Personal information
- Full name: Jerome Terence Sinclair
- Date of birth: 20 September 1996 (age 29)
- Place of birth: Birmingham, England
- Height: 5 ft 11 in (1.81 m)
- Position: Forward

Youth career
- 2006–2011: West Bromwich Albion
- 2011–2012: Liverpool

Senior career*
- Years: Team / Apps / (Gls)
- 2012–2016: Liverpool / 2 / (0)
- 2015: → Wigan Athletic (loan) / 1 / (0)
- 2016–2021: Watford / 9 / (0)
- 2017: → Birmingham City (loan) / 5 / (0)
- 2018: → Sunderland (loan) / 13 / (1)
- 2019: → Oxford United (loan) / 16 / (4)
- 2019–2020: → VVV-Venlo (loan) / 23 / (0)
- 2020–2021: → CSKA Sofia (loan) / 18 / (1)
- Total:  / 87 / (6)

International career
- 2011–2012: England U16 / 5 / (3)
- 2012: England U17 / 5 / (1)

= Jerome Sinclair =

English footballer (born 1996)

Jerome Terence Sinclair (born 20 September 1996) is an English former professional footballer who played as a forward. He represented England up to under-17 level.

Jerome spent his youth at West Bromwich Albion and Liverpool, making his senior debut for the latter at the age of 16 years and 6 days in 2012, their youngest player of all time. He went on to make four further appearances for Liverpool after a brief loan spell at Wigan Athletic where he appeared just once. He signed for Watford in July 2016 for a fee of £4 million. He spent the second half of the 2016–17 season on loan to Championship club Birmingham City and the following season on loan at Sunderland and then to Oxford United. He then had loan spells abroad, with VVV-Venlo and CSKA Sofia before leaving Watford when his contract expired at the end of the 2020–21 season. He now plays for VZNFC in the Baller League.

==Early life==
Sinclair was born in Dudley Road Hospital, Birmingham, and raised in the Quinton district. He began playing organised football as a seven-year-old with Phoenix United, part of a scheme designed to use sport to keep youngsters off the streets and promote positive values. He was spotted while playing for Phoenix United, invited to a trial with West Bromwich Albion, and joined that club as a schoolboy at the age of eight. As a boy, he supported Arsenal and idolised Thierry Henry. When Sinclair joined Liverpool's youth academy, his father moved to Liverpool with him, while his mother, sister and four brothers remained at home in Birmingham. While with West Brom, he had attended Sandwell Academy; as customary with Liverpool's academy recruits, he continued his education at Rainhill High School in St Helens. He got good grades in his GCSEs, and went on to study for an A level in business studies.

==Club career==
===Liverpool===
====Academy====
Liverpool signed Sinclair as a 14-year-old from the West Bromwich Albion youth academy in the summer of 2011. The Liverpool staff compared him to Raheem Sterling. He spent most of the 2011–12 season with the Under-16s before coach Mike Marsh gave him a run of four games with the Under-18s at the end of the season. He impressed greatly in those games, though he failed to find the back of the net. On 14 July 2012, Sinclair came off the bench to score a hat-trick against Exeter City in an Under-18s pre-season friendly. In all, Sinclair netted eight goals in the six Under-18s pre-season friendly games in the run up to the 2012–13 Academy Under-18s season. He went on to score his first competitive goal for the Under-18s on 25 August 2012, hitting a brace in a 3–3 draw with Crystal Palace.
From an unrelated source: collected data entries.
PR #371, opened 2021-08-02
refactor kernel/operator aggregater so that diff run can leverage

guotuofeng:
split build_tree, aggregate and get kernels/operators into its own class so that diff run can reuse the same logic.

### DIFF
--- a/tb_plugin/torch_tb_profiler/profiler/module_parser.py
+++ b/tb_plugin/torch_tb_profiler/profiler/module_parser.py
@@ -3,6 +3,7 @@
 # --------------------------------------------------------------------------
 import sys
 from collections import defaultdict
+from typing import Dict, List
 
 from .. import utils
 from .node import OperatorNode, RuntimeNode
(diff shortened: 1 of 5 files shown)


tb_plugin/torch_tb_profiler/profiler/module_parser.py
```diff
@@ -68,28 +92,70 @@ def avg_occupancy(self):
...
+            op_list.sort(key=lambda x: (x.start_time, -x.end_time))
+            main_tid = any([op.name.startswith("ProfilerStep#") for op in op_list])
+            if main_tid:
+                # only append the staled device nodes into main thread
+                root_node = self._build_tree(op_list, zero_rt_list, tid, staled_device_nodes)
+            else:
+                root_node = self._build_tree(op_list, zero_rt_list, tid, [])
+            self.tid2tree[int(tid)] = root_node
+
+    def _build_tree(self, host_node_list, zero_rt_list, tid, device_nodes):
```
gaoteng-git: rename "device_nodes" to "staled_device_nodes"?

tb_plugin/torch_tb_profiler/profiler/module_parser.py
```diff
@@ -68,28 +92,70 @@ def avg_occupancy(self):
...
+        '''host_node_list: list of OperatorNode and ProfilerStepNode.
+        zero_rt_list: list of RuntimeNode with external_id=0.'''
 
-        def build_tree_relationship(host_node_list, zero_rt_list):
+        def build_tree_relationship(host_node_list, zero_rt_list, device_nodes):
```
gaoteng-git: rename "device_nodes" to "staled_device_nodes"?

tb_plugin/torch_tb_profiler/profiler/module_parser.py
```diff
@@ -68,28 +92,70 @@ def avg_occupancy(self):
...
+        for _, device_nodes in corrid_to_device.items():
+             staled_device_nodes.extend([n for n in device_nodes if n.type == EventTypes.KERNEL])
+
+        for tid, op_list in tid2list.items():
+            zero_rt_list = tid2zero_rt_list[tid] if tid in tid2zero_rt_list else []
+            # Note that when 2 start_time are equal, the one with bigger end_time should be ahead of the other.
+            op_list.sort(key=lambda x: (x.start_time, -x.end_time))
+            main_tid = any([op.name.startswith("ProfilerStep#") for op in op_list])
+            if main_tid:
+                # only append the staled device nodes into main thread
```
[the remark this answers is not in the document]
guotuofeng: from the time being, we only use the kernels with root node for kernel view and there is no need to create a separated dummy thread by now

gaoteng-git (approved):
It's better to add a comment to highlight future usage of "dummy" RuntimeNode. For example, "Note: Although kernels of this dummy runtime is put under main thread's tree, we don't know which thread launches them. Don't make belonging thread assumption on future usage."

guotuofeng:
> Note: Although kernels of this dummy runtime is put under main thread's tree, we don't know which thread launches them. Don't make belonging thread assumption on future usage."

comments added.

====Reserves and first-team debut====
While still only 15, Sinclair was called up to Rodolfo Borrell's NextGen Series side for the away match with defending champions Inter Milan in September 2012, after first-team manager Brendan Rodgers included a number of young players in his Europa League squad. He started the match and performed well, winning a penalty that Krisztián Adorján converted and going close himself on more than one occasion. Rodgers called Sinclair up to the first team for the League Cup third-round tie away to his boyhood club, West Bromwich Albion, on 26 September. At the age of 16 years and 6 days, he came off the bench in the 81st minute to replace Samed Yeşil in the 2–1 win at The Hawthorns, thus breaking Jack Robinson's record as Liverpool's youngest ever player. For the remainder of the 2012–13 season Sinclair continued to play for Liverpool U18s, but his 2013–14 season was disrupted by injury.

Up to the beginning of March 2015, Sinclair scored 22 goals for Liverpool youth teams at various levels, including 6 goals in 7 UEFA Youth League games as well as an impressive finish against Manchester United U21, beating Víctor Valdés at his near post, and a solo effort against Chelsea U21. He was one of several youngsters to travel to a Europa League tie against Beşiktaş in February, but was not included in the matchday squad as Liverpool were eliminated on penalties.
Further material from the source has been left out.